PR #795, opened 2015-07-10
Fix saving locale in Word documents

aurimasv:
Seems like we forgot to do this properly.

Also fixes some logic with remembering last-used style/locale. Should now remember all explicit user selections.

### DIFF
--- a/chrome/content/zotero/bibliography.js
+++ b/chrome/content/zotero/bibliography.js
@@ -33,8 +33,11 @@
 // Used by rtfScan.xul, integrationDocPrefs.xul, and bibliography.xul
 
 var Zotero_File_Interface_Bibliography = new function() {
-	var _io, _saveStyle;
-	var lastSelectedLocale; // Only changes when explicitly selected
+	var _io;
+	
+	// Only changes when explicitly selected
+	var lastSelectedStyle,
+		lastSelectedLocale;
 	
 	/*
 	 * Initialize some variables and prepare event listeners for when chrome is done
@@ -60,7 +63,6 @@ var Zotero_File_Interface_Bibliography = new function() {
 		// if no style is requested, get the last style used
 		if(!_io.style) {
 			_io.style = Zotero.Prefs.get("export.lastStyle");
-			_saveStyle = true;
 		}
 		
 		// add styles to list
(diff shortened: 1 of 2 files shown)


aurimasv:
There's another issue with locales reported here https://forums.zotero.org/discussion/50520/cambio-de-comillas-en-mla-espanol/

For existing documents that previously used `bibliographyLocale` hidden pref to create bibliography, that setting no longer exists and the document did not have a locale saved. So `undefined` is passed to `.getCiteProc` as `locale`, which then defaults to `Zotero.locale`. That would be different from the original `bibliographyLocale`. The obvious solution would be to make it default to the quick-copy locale, but that may still not match what was originally set. So maybe we can just expect users to notice the change in their bibliography, go into document preferences, and set the locale there.

dstillman:
Sorry, what's broken here (with the first part)? The locale seems to be saved properly in different documents for me.

aurimasv:
I think you have to restart Zotero to observe the issue. Seems like it remembers document pref state quite aggressively. We never serialized locale to document, so there's no way that we were actually saving the locale in the long run.

dstillman:
Oh, yeah. That's no good at all.

dstillman:
> The obvious solution would be to make it default to the quick-copy locale, but that may still not match what was originally set.

We move ``bibliographyLocale`` to the two new prefs, though, right? So using ``quickCopy`` would be better than nothing — at least if they didn't change the quickCopy pref their document wouldn't change?

aurimasv:
Yeah, that's true. I was also not sure if that would have some other unforseen consequences. So I guess it should be quickCopy || Zotero.locale

dstillman:
> So I guess it should be quickCopy || Zotero.locale

Do you know off-hand where it gets that value?

aurimasv:
style.js getCiteProc

dstillman:
Thanks.

I think I'll use export.lastLocale here rather than export.quickCopy.locale. It doesn't matter if the point is just to use the migrated value, since that goes to both, but if there happened to be some use of styles that didn't pass a locale (which I don't think is the case anymore within Zotero), using the locale set for a specific other purpose (Quick Copy) seems weirder than just using the last-chosen style.

PR #800, opened 2015-07-16
Check single items in selection window

rmzelle:
Green-lighted by @dstillman and @aurimasv (see https://github.com/zotero/translators/issues/919#issuecomment-121369540).

Works for me. Should merge cleanly to "master".


rmzelle:
Thanks!

rmzelle:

Exercise goal:
The answer should be exactly the lines from the one that contains "Sorry, what's broken" through the end of the entries, both ends included, and nothing besides.

Task output:
Sorry, what's broken here (with the first part)? The locale seems to be saved properly in different documents for me.

aurimasv:
I think you have to restart Zotero to observe the issue. Seems like it remembers document pref state quite aggressively. We never serialized locale to document, so there's no way that we were actually saving the locale in the long run.

dstillman:
Oh, yeah. That's no good at all.

dstillman:
> The obvious solution would be to make it default to the quick-copy locale, but that may still not match what was originally set.

We move ``bibliographyLocale`` to the two new prefs, though, right? So using ``quickCopy`` would be better than nothing — at least if they didn't change the quickCopy pref their document wouldn't change?

aurimasv:
Yeah, that's true. I was also not sure if that would have some other unforseen consequences. So I guess it should be quickCopy || Zotero.locale

dstillman:
> So I guess it should be quickCopy || Zotero.locale

Do you know off-hand where it gets that value?

aurimasv:
style.js getCiteProc

dstillman:
Thanks.

I think I'll use export.lastLocale here rather than export.quickCopy.locale. It doesn't matter if the point is just to use the migrated value, since that goes to both, but if there happened to be some use of styles that didn't pass a locale (which I don't think is the case anymore within Zotero), using the locale set for a specific other purpose (Quick Copy) seems weirder than just using the last-chosen style.

PR #800, opened 2015-07-16
Check single items in selection window

rmzelle:
Green-lighted by @dstillman and @aurimasv (see https://github.com/zotero/translators/issues/919#issuecomment-121369540).

Works for me. Should merge cleanly to "master".


rmzelle:
Thanks!

rmzelle:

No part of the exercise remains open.